First of all... Congratulations! About the weight gain, we have 2 children and both pregnancies were very different but you worry if you are not gaining weight. It's totally natural of course and any woman who has had a child will feel a camaraderie with you. Beware of the tendency of many women to tell you any and all horror stories concerning pregnany, labour and delivery. Not sure why they do that but I guarantee you will hear it. From a fellow canuck to another, I hope this winter isn't too uncomfortable for you. :)

orange
Dec 21, 2005, 05:37 PM
Thanks NeedKarma! EEK yeah I am not looking forward to horror stories about childbirth, either! And I've already had a couple of people tell me theirs. It's like a competition or something, haha... who has had the worst pain, the longest labour, the worst epidural, etc. Yeesh. Again, I hope some genetics will come into play... my mother apparently had an easy delivery with me, and I was her first and only child.

As far as winter goes, here in Saskatchewan it has been surprisingly warm so far! It's supposed to go to up -1 for Christmas Day! Incredible! It kind of scares me though too... can't help thinking it's global warming...

P.S. Beaker is my favorite character from the muppets! :)

orange
Dec 21, 2005, 05:45 PM
Hey Orange, Your welcome! I was in a similar situation Like you about 61/2 years ago. When I was twenty I had gotten pregnant w/my boyfriends(now husband) child, We weren't married but in my situation I wasn't ready to be a mom. But I wanted the baby and my boyfriends family decided to play the guilt trip that if we didn't get married then the baby would be born in sin, blah, blah. And how ashamed of me they would be. So we got married when I was 6months pregnant right after I had a life threatning condition. And I wasn't happy being forced to get married on someone elses terms. Mind you I was 20, and didn't have much a voice of my own. Like I said take it slow and enjoy your pregnancy, marrige is obviously important to you but don't let t cause to much stress. Im very glad I could be of some help.:)

Oh blah about being born in sin. That sucks. I luckily don't have that problem... my biological parents are no longer living and my "adoptive" parents are just really happy and excited for me. Same thing with my partner... his parents are VERY liberal and never got married themselves!
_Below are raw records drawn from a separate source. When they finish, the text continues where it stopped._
PR #776, opened 2026-07-10
fix(esp_cli): register VFS with context-pointer flag in test app

mahavirj:
Since IDF v6.0 (backported to release/v6.0 in ece7bf6af6c), the ops tables returned by esp_vfs_uart_get_vfs() and esp_vfs_usb_serial_jtag_get_vfs() hold context-pointer function variants. Registering them without ESP_VFS_FLAG_CONTEXT_PTR makes the VFS layer call them through the context-less union member, shifting all arguments: uart_open() then receives the open() flags (0) as its path and crashes in ROM strcmp() with a LoadProhibited panic on NULL.

Register with ESP_VFS_FLAG_CONTEXT_PTR on IDF v6.0+ and keep the context-less registration on older versions, which still return context-less ops tables.

# Checklist

- [ ] CI passing

# Change description

### DIFF
--- a/esp_cli/test_apps/main/test_esp_cli.c
+++ b/esp_cli/test_apps/main/test_esp_cli.c
@@ -18,6 +18,7 @@
 #include "esp_cli_commands.h"
 
 #include "sdkconfig.h"
+#include "esp_idf_version.h"
 #include "esp_vfs.h"
 #include "esp_vfs_common.h"
 #include "driver/esp_private/uart_vfs.h"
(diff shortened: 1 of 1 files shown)


esp_cli/test_apps/main/test_esp_cli.c
```diff
@@ -27,6 +28,15 @@
 #include "driver/usb_serial_jtag_vfs.h"
 #include "driver/usb_serial_jtag.h"
 
+/* Since IDF v6.0 the tables returned by esp_vfs_uart_get_vfs() and
+ * esp_vfs_usb_serial_jtag_get_vfs() hold context-pointer function variants,
+ * so they must be registered with ESP_VFS_FLAG_CONTEXT_PTR. */
+#if ESP_IDF_VERSION >= ESP_IDF_VERSION_VAL(6, 0, 0)
+#define TEST_VFS_REGISTER_FLAGS ESP_VFS_FLAG_CONTEXT_PTR
```
RathiSonika, line 35: Nit: consider (ESP_VFS_FLAG_STATIC | ESP_VFS_FLAG_CONTEXT_PTR) on IDF 6.0+ — the ops tables are already static, so without STATIC VFS flag, it will heap-copy them unnecessarily.

RathiSonika (approved):
LGTM. Thank you!

esp_cli/test_apps/main/test_esp_cli.c
mahavirj: Okay. But given this is a test app, I will keep only the mandatory part. I think IDF test apps also use similar pattern. Maybe we should keep this flag always enabled and let someone override to HEAP version if required ..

We just figured we were going to get married anyway and it's easier on the kid if we are, and I'm going to take my partner's last name, etc... overall it will be a lot better. Plus Alex doesn't like the fact that his parents never got married, even though they have lived common law for 34 years! It made him feel bad. So he doesn't want to do the same thing to our kid.

Abbie the Oreo cookie cat! Cute! :)

wonderwoman2007
May 14, 2007, 11:01 AM
At this point your best bet is to finish what you started and tie the knot. Children need both a mother and a father, full time. You'll need careful medical attention throughout the duration of your pregnancy. Hopefully you have a reliable ob-gyn. Good luck!

Um no they don't I know loads of kids, including myself, who were brought up just fine and had a great childhood, wich a single mother who worked full time, that's just oldfashioned bullhorn, it's the 21st century stoopid.

Anyway, congratulations on the pregnancy!

diya
May 14, 2007, 02:45 PM
Get married, be a mother and live happily ever after... Good wishes.